About this task:
What lines of the data hold the string "typo"? Copy them all.
** Exercise material follows **
PR #26, opened 2023-09-05
Fix typo in patch envelope

uncleDecart:
This PR fixes typo introduced in #12.

**Note:** using `devcontainer` to run `make proto` generated big diff because `protoc-gen-go` version was bumped. @deitch, please confirm :D 

cc: @eriknordmark


deitch (approved):
LGTM.

Hopefully, as we standardize on the container now, future diffs will be simpler.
** End of Exercise material **
Finished task:
Fix typo in patch envelope
This PR fixes typo introduced in #12.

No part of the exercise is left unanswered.